++++ Data provided ++++

PR #6201, opened 2017-05-09
"make check" saves stdout/stderr from chpl compilation in memory, not tmp file

awallace-cray:
"make check" saves stdout/stderr from chpl compilation in memory, not tmp file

++++

[Your objective]: Copy out every line of the data above, exactly as given.

[Written reply]:
PR #6201, opened 2017-05-09
"make check" saves stdout/stderr from chpl compilation in memory, not tmp file

awallace-cray:
"make check" saves stdout/stderr from chpl compilation in memory, not tmp file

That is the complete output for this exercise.